I swear to you that I have not been so stuffed from Thanksgiving that I've been unable to post. Instead, I have been chained to my computer writing the proposals for three new books for 2009. I have now been freed, just in time to discover that Christmas is right around the corner. Oh, no!

Last year, my first holiday season in 10 years without owning a bookstore and gift shop, I made a particularly horrendous discovery. It is much harder to get all the Christmas shopping done when you can't do it in your own store. I actually had to go out to real stores in actual malls with mobs and mobs of people. How do you do it? I was about to tear my hair out.

Now I absolutely love the holidays. I love finding exactly the right gift for people. I even love wrapping so much that I keep trying to convince a friend of mine to ask his boss if I can come into their shop and wrap gifts for their customers this season. So far these guys, who think slapping a bow on a box will do the trick, have declined my generous offer. I also love decorating, listening to holiday music and, when I have the willpower not to eat everything coming out of the oven, I love baking. What I hate are mob scenes and traffic.
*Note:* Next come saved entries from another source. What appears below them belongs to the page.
Issue #1379, opened 2023-02-12
Make ground truth options file


tomsilver:
And move all options out of environments. Mainly because I want to force us to not use the pybullet simulator (implementing "reality") in the options.

| Environment      | Status |
| ----------- | ----------- |
| `blocks`        | ✅       |
| `cluttered_table`   | ✅         |
| `coffee`   | ✅         |
| `cover`   | ✅         |
| `doors`   | 🔜        |
| `narrow_passage`   | ✅       |
| `painting`   | ✅         |
| `pddl_env`   | ✅         |
| `playroom`   | ✅          |
| `pybullet_blocks`        | 🔜       |
| `pybullet_cover`        | 🔜        |
| `repeated_nextto`   | ✅          |
| `sandwich`   | ✅            |
| `satellites`   | ✅          |
| `screws`   | ✅          |
| `stick_button`   | 🔜          |
| `tools`   |  ✅           |
| `touch_open`   | ✅          |
| `touch_point`   | ✅          |

PR #1389, opened 2023-02-19
separate ground truth NSRTs and options per environment

tomsilver:
working towards #1379 

the objective of this and forthcoming PRs is to move all options out of environments, for the following reasons:
1. philosophically, options live in the agent, not in the environment*
2. practically, the current setup is starting to cause problems in our pybullet environments.**

*for this reason, we may also want to remove `env.predicates` in the future too, but this is lower priority because it's not currently bothering me 🙂 

**our pybullet environments currently create two robots: one that is meant to be "in the environment" and one that is meant to be "in simulation" (in the agent). the latter is used for kinematics checks during planning. but now that we're working on adding more sophisticated motion planning, we would need not just two robots, but two of everything. adding two of everything would be really gross. so what we will do instead is force the agent to construct its own pybullet simulation inside of the ground truth options. and it will be up to the agent to sync up pybullet to the current state. if all goes well, we may even be able to remove state setting from the pybullet environment.

I'm opening this PR to get feedback before going forward. once we converge, there will be a million changes to make in `tests/` to get rid of all of the `env.options`. at the moment, I've just removed most of the `env.options` in `predicators/`.


NishanthJKumar:
Interesting - I understand and like the rationale for this proposal! It occurs to me that we currently have a long and somewhat-complicated `ground_truth_nsrts.py` file floating around as well. Is the idea that our new `ground_truth_options.py` file will basically look like this (that's what it seems to me from this PR)? Maybe we can think about combining these two or splitting them up into environment-specific files or something just to make things easier to grok?

tomsilver:
@NishanthJKumar thanks for reviewing! yeah, the idea was that this would mirror `ground_truth_nsrts.py`.
>Maybe we can think about combining these two or splitting them up into environment-specific files or something just to make things easier to grok? 

that's a good idea. how about the following structure?
```
ground_truth_models/
    __init__.py    # implements get_gt_nsrts(), get_gt_options, and shared utilities
    blocks/
        nsrts.py
        options.py
    cover/
        nsrts.py
        options.py
    ...
```

NishanthJKumar:
This is great! I think this new organization would make things much cleaner!

ashayathalye:
Makes a lot of sense! 

One question: why have the options be in a separate file but not have the samplers be in a separate file, especially when the samplers can be similarly complex? I wonder, especially as we do more sampler learning as part of the "learn options/samplers without demos project", if it would help to also have a standalone file for the samplers, e.g. 
```
cover/
        nsrts.py
        samplers.py
        options.py
```
Just putting it out there.

predicators/datasets/demo_only.py
```diff
@@ -14,6 +14,7 @@
 from predicators.approaches import ApproachFailure, ApproachTimeout
 from predicators.approaches.oracle_approach import OracleApproach
 from predicators.envs import BaseEnv
+from predicators.ground_truth_models import get_gt_options
```
tomsilver, line 17: useful linux command:
```git grep -l 'env\.options' | xargs sed -i '' '2s/^/from predicators.ground_truth_models import get_gt_options\n/'```

tomsilver:
this PR now does the following:
1. creates `ground_truth_models/` as discussed above
2. creates `get_gt_options`
3. moves the NSRTs and options for the basic cover environments
4. fixes all the imports and tests to remove `env.options`

future PRs will move the NSRTs and options over for the other environments and eventually the `options` property in `BaseEnv` will be removed completely

NishanthJKumar (approved):
LGTM with a very minor comment! Thanks for the quick work on such a major re-org! 😸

I have come up with a few tricks, which I will share. However, if you take advantage of these tricks and steal my parking space from me, there will be consequences.

First, shop in all major discount stores such as Target or Wal-Mart on weekdays and no later than 8 a.m.
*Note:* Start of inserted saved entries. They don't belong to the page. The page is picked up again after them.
PR #1394, opened 2023-02-21
Get blind predicate invention to work on plain RNT

NishanthJKumar:
This PR includes a couple changes to get blind predicate invention to succeed on `rnt_single_option`.
* adds a new setting that can vary the `nextto_thresh` in RNT to make experimentation easier.
* adds a debug grammar for the RNT environment.
* introduces a timeout (and corresponding command-line flag) for `pnad_search` operator learning. This was necessary after noticing that some (bad) predicate hypotheses in RNT cause PNAD search to take a stupid amount of time to learn (and even run out of memory on my local machine - which has 128GB of RAM :grimacing: ).

This below command should achieve ~45/50 test tasks after roughly 3000s of runtime. The majority (>90%) of this time is spent evaluating predicate hypotheses:
```
python predicators/main.py --env repeated_nextto_single_option --approach grammar_search_invention --excluded_predicates all --strips_learner pnad_search --num_train_tasks 20 --seed 456 --repeated_nextto_nextto_thresh 6.25 --grammar_search_grammar_use_diff_features True --grammar_search_predicate_cost_upper_bound 10.0 --grammar_search_max_predicates 302
```


predicators/approaches/grammar_search_invention_approach.py
```diff
@@ -404,6 +407,7 @@ def generate(self, max_num: int) -> Dict[Predicate, float]:
     def enumerate(self) -> Iterator[Tuple[Predicate, float]]:
         env_name = (CFG.env if not CFG.env.startswith("pybullet") else
                     CFG.env[CFG.env.index("_") + 1:])
+        # num_times_pred_encountered = 0
```
tomsilver, line 410: remove

predicators/envs/repeated_nextto.py
```diff
@@ -26,7 +26,7 @@ class RepeatedNextToEnv(BaseEnv):
     env_lb: ClassVar[float] = 0.0
     env_ub: ClassVar[float] = 100.0
     grasped_thresh: ClassVar[float] = 0.5
-    nextto_thresh: ClassVar[float] = 0.5
+    nextto_thresh: ClassVar[float] = CFG.repeated_nextto_nextto_thresh
```
tomsilver, line 29: we can run into trouble sometimes if we use `CFG` in defining a class variable, I believe particularly in testing. so instead, can you initialize this field inside of `__init__`?

predicators/nsrt_learning/strips_learning/pnad_search_learner.py
```diff
@@ -68,10 +69,16 @@ def _append_new_pnad_and_keep_effects(
...
         """
+        start_time = time.perf_counter()
         new_pnads = current_pnads + [new_pnad]
         # We first repartition data and ensure delete and ignore
         # effects for the newly-created PNAD are correct.
         new_pnads = self._learner.recompute_pnads_from_effects(new_pnads)
+        # For certain predicates, the above call can eat up significant
+        # time and memory. Thus, we check here if we exceed the preset
+        # timeout.
+        if time.perf_counter() - start_time > CFG.pnad_search_timeout:
```
tomsilver, line 80: should this be `self._timeout`? or what is the relationship between `self._timeout` and `CFG.pnad_search_timeout`?

tests/test_utils.py
```diff
@@ -2780,6 +2780,15 @@ def _local_minimum_grid_heuristic_fn(state: S) -> float:
...
         ]
+        # Test timeout.
+        with pytest.raises(TimeoutError):
+            utils.run_hill_climbing(initial_state,
+                                    _grid_check_goal_fn,
+                                    _grid_successor_fn,
+                                    _local_minimum_grid_heuristic_fn,
+                                    enforced_depth=1,
+                                    parallelize=parallelize,
+                                    timeout=1e-012)
```
tomsilver, line 2791: any reason to not just make this 0?

tomsilver (commented):
very nice! a few questions

predicators/envs/repeated_nextto.py
NishanthJKumar: is `__init__` allowed to take in different arguments than just `self` and `use_gui`?

tomsilver: I just meant like this: https://github.com/Learning-and-Intelligent-Systems/predicators/blob/master/predicators/envs/blocks.py#L94

predicators/nsrt_learning/strips_learning/base_strips_learner.py
```diff
@@ -32,6 +31,7 @@ def __init__(
         self._verbose = verbose
         self._num_segments = sum(len(t) for t in segmented_trajs)
         assert len(self._trajectories) == len(self._segmented_trajs)
+        self.timeout = timeout
```
tomsilver, line 34: from our slack conversation: having a `timeout` here that is separate from `CFG.pnad_search_timeout` is a little awkward, but may be useful if we want to use a different timeout during predicate learning versus normal operator learning.

I am leaning toward recommending that we still just use `CFG.pnad_search_timeout` but I could be persuaded otherwise.

if we do keep the two separate, then I think we should make this private, and pass the timeout through to the creation of the search operators, rather than having the search operators access `self.learner.timeout`, because the latter obfuscates what is being used by the operators.

tests/test_predicate_search_score_functions.py
```diff
@@ -575,3 +575,10 @@ def test_expected_nodes_score_function():
     })
     with pytest.raises(AssertionError):
         score_function.evaluate({Holding, HandEmpty})
+    # Try with extremely small timeout and pnad_search.
+    utils.update_config({
+        "pnad_search_timeout": 1e-12,
```
tomsilver, line 580: oops I missed this one before (could be 0 as well)

tomsilver (commented):
back to you!

predicators/nsrt_learning/strips_learning/__init__.py
```diff
@@ -22,14 +22,12 @@
...
-    segmented_trajs: List[List[Segment]],
-    verify_harmlessness: bool,
-    verbose: bool = True,
-) -> List[PNAD]:
+def learn_strips_operators(trajectories: List[LowLevelTrajectory],
+                           train_tasks: List[Task],
+                           predicates: Set[Predicate],
+                           segmented_trajs: List[List[Segment]],
+                           verify_harmlessness: bool,
+                           verbose: bool = True) -> List[PNAD]:
```
tomsilver, line 30: don't forget to `yapf`, I'm guessing this function will not change from master after that

predicators/nsrt_learning/strips_learning/base_strips_learner.py
```diff
@@ -15,15 +15,13 @@
...
-        verify_harmlessness: bool,
-        verbose: bool = True,
-    ) -> None:
+    def __init__(self,
+                 trajectories: List[LowLevelTrajectory],
+                 train_tasks: List[Task],
+                 predicates: Set[Predicate],
+                 segmented_trajs: List[List[Segment]],
+                 verify_harmlessness: bool,
+                 verbose: bool = True) -> None:
```
tomsilver, line 24: ditto about `yapf`

tomsilver (approved):
LGTM, thanks!

predicators/nsrt_learning/strips_learning/base_strips_learner.py
NishanthJKumar: yapf actually forces it back to this change, and idk why lol...

PR #1395, opened 2023-02-22
factor out common submodule loading code

tomsilver:


lilianluong (approved):
Seems reasonable enough.

PR #638, opened 2023-01-06
WavelengthDither

swalker2m:
* Adds a `WavelengthDither` type, which will be used in GMOS long slit mode.  `WavelengthDither` is like `Wavelength` (a length stored as an `Int` with picometer units) but represents an _offset_ from a wavelength.  As such it may be zero, positive or negative whereas `Wavelength` is strictly positive.
* Converts `Wavelength` from a wrapper class to an `opaque type`.
* Standardizes the naming across the two types.


modules/core/shared/src/main/scala/lucuma/core/math/Wavelength.scala
```diff
@@ -29,129 +30,162 @@ import scala.util.Try
   * which means the largest representable wavelength is 2.147483647 mm.
   * @param toPicometers This wavelength in positive integral picometers (10^-12^ of a meter).
   */
-final case class Wavelength(toPicometers: Quantity[PosInt, Picometer]) {
+opaque type Wavelength = Quantity[PosInt, Picometer]
```
cquiroz, line 33: Cool

modules/core/shared/src/main/scala/lucuma/core/math/WavelengthDither.scala
```diff
@@ -0,0 +1,113 @@
...
+
+/**
+ * A wavelength dither is a small offset (positive or negative) intended to be
+ * applied to a wavelength, such as the observing wavelength.  It is therefore a
+ * small distance and not a `Wavelength` per se.  A `Wavelength + WavelengthDither`
+ * should produce a new `Wavelength`.
+ */
+opaque type WavelengthDither = Quantity[Int, Picometer]
+
+object WavelengthDither {
```
cquiroz, line 26: Would you ever convert `Waveleng` to `WavelengthDither`?

modules/tests/shared/src/test/scala/lucuma/core/math/WavelengthSuite.scala
```diff
@@ -6,44 +6,61 @@ package lucuma.core.math
...
-import org.scalacheck.Prop._
+import org.scalacheck.Prop.*
 import spire.math.Rational
 
 import java.math.RoundingMode
+import scala.language.implicitConversions
 
 final class WavelengthSuite extends munit.DisciplineSuite {
-  import ArbWavelength._
+  //  import ArbQuantity._   Why won't this work?
```
cquiroz, line 34: commented line?

cquiroz (approved):
LGTM

modules/core/shared/src/main/scala/lucuma/core/math/WavelengthDither.scala
swalker2m: It doesn't occur to me when you ever would have a `Wavelength` value that serves as an offset.

modules/tests/shared/src/test/scala/lucuma/core/math/WavelengthSuite.scala
swalker2m: Thanks, removed.  I'm still unsure why it didn't work but content to let the mystery be.

cquiroz: I think I've seen that before where you need to import each member and the wildcard doesn't work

Second, if you absolutely must shop in a department store in a mall, find out what time the doors open, be in the parking lot at least 15 minutes prior to that opening time, and in the door the second some jovial employee unlocks it. If possible, be out of the store again within the hour.

Third -- and this probably should be first, now that I think about it -- plan these excursions. Decide ahead of time exactly who you're shopping for that day and what you have in mind. That way you can avoid my tendency to go into Target for three things and come out with two dozen items, many for myself.

Fourth, regarding Christmas cards, buy them the very first time you come across any you like, even if it's not yet Halloween (okay, take this advice next year). Address them while watching football on Sundays, or any other time that has you stationed in front of the TV with your family watching something you don't especially care about. Get the addressing and stamps done -- the mindless part of the task, then if you like to write personalized notes, do that when you have a quiet moment on your own.(Do those ever happen this time of year?)

Fifth, and this is a new one for me, wrap as you buy. I bought a bunch of gift bags in various sizes, tissue paper, gift wrap and ribbon and have it set out. When I get home from shopping, I wrap, stuff, label or whatever then put the ready-to-go gift in whichever grouping it belongs in -- family, friends, business associates. Of course, if I were as organized as I'm pretending to be right now, I would finish shopping for each group before moving onto the next one, but alas, it hasn't worked that way. However, I am proud to say that three boxes of gifts were shipped out of here on Saturday. I'd feel better about that if there weren't another half-dozen boxes to go.

Today, my first day of freedom from writing for a few weeks, I've noticed that a department store I need to visit opens at 10 a.m. I'm on my way. Happy holidays, everyone!